*** Provided records Section Begins ***

Issue #6495, opened 2023-12-19
Follow symlinks when building bundles


bnordbo:
This issue is effectively a duplicate of #4335, but contains additional use-cases for symlinks when building bundles. For the record, this is tested with OPA 0.58 .0 on Darwin, Go 1.24.1.

The problem is that `opa build -b` [ignores symlinks](https://github.com/open-policy-agent/opa/blob/main/bundle/file.go#L205):

```
$ echo -e "package foo\none = 1" > ../foo.rego
$ ln -s ../foo.rego
$ opa build -b .
$ tar zft bundle.tar.gz
/data.json
$
```

Some build systems, in particular [Bazel](https://bazel.build/), uses symlinks extensively to create a sandbox before building. We tried making rules for building OPA bundles in order to depend on these from other build targets. Alas this doesn't work as Bazel will always build a sanbox with symlinks to the actual rego files, and run build commands from within.

The ideal solution would be a way to specify that `opa build` should follow symlinks, also when `-b` is present. There is ample precedence for such command line switces, e.g. `--follow-symkilns` in GNU sed.

Altrenatively, while not a solution, this constraint does not seem to be documented. It probably should be, as the current behaviour can be confusing. It would also be nice if there was a warning for ignored files.

bnordbo:
Another use-case for this that I just came across is being able to load rules from Kubernetes configmaps. It turns out that these are _actually_ mounted in `..YYYY_mm_DD_HH_MM_SS.ns` inside the mount-point, and then files are symlinked individually. This causes `opa run -b` to fail with a somewhat misleading error message (as it ignores `.manifest`):

```
$ opa run -b --ignore='..*' rego_lib.bundle.tar.gz rego
error: initialization error: detected overlapping roots in bundle manifest with: [rego rego_lib.bundle.tar.gz]
```

(`--ignore` is just to prevent OPA from failing by trying to load a directory with an invalid structure)

ashutosh-narkar:
Adding a new flag to `opa build` to follow symlinks seems fine. This would require changes in the bundle reader. In the meantime if you'd like to improve the docs with added info about symlinks feel free to contribute. Thanks.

*** Provided records Section Ends ***

Write the entries out again, exactly and completely.

Issue #6495, opened 2023-12-19
Follow symlinks when building bundles


bnordbo:
This issue is effectively a duplicate of #4335, but contains additional use-cases for symlinks when building bundles. For the record, this is tested with OPA 0.58 .0 on Darwin, Go 1.24.1.

The problem is that `opa build -b` [ignores symlinks](https://github.com/open-policy-agent/opa/blob/main/bundle/file.go#L205):

```
$ echo -e "package foo\none = 1" > ../foo.rego
$ ln -s ../foo.rego
$ opa build -b .
$ tar zft bundle.tar.gz
/data.json
$
```

Some build systems, in particular [Bazel](https://bazel.build/), uses symlinks extensively to create a sandbox before building. We tried making rules for building OPA bundles in order to depend on these from other build targets. Alas this doesn't work as Bazel will always build a sanbox with symlinks to the actual rego files, and run build commands from within.

The ideal solution would be a way to specify that `opa build` should follow symlinks, also when `-b` is present. There is ample precedence for such command line switces, e.g. `--follow-symkilns` in GNU sed.

Altrenatively, while not a solution, this constraint does not seem to be documented. It probably should be, as the current behaviour can be confusing. It would also be nice if there was a warning for ignored files.

bnordbo:
Another use-case for this that I just came across is being able to load rules from Kubernetes configmaps. It turns out that these are _actually_ mounted in `..YYYY_mm_DD_HH_MM_SS.ns` inside the mount-point, and then files are symlinked individually. This causes `opa run -b` to fail with a somewhat misleading error message (as it ignores `.manifest`):

```
$ opa run -b --ignore='..*' rego_lib.bundle.tar.gz rego
error: initialization error: detected overlapping roots in bundle manifest with: [rego rego_lib.bundle.tar.gz]
```

(`--ignore` is just to prevent OPA from failing by trying to load a directory with an invalid structure)

ashutosh-narkar:
Adding a new flag to `opa build` to follow symlinks seems fine. This would require changes in the bundle reader. In the meantime if you'd like to improve the docs with added info about symlinks feel free to contribute. Thanks.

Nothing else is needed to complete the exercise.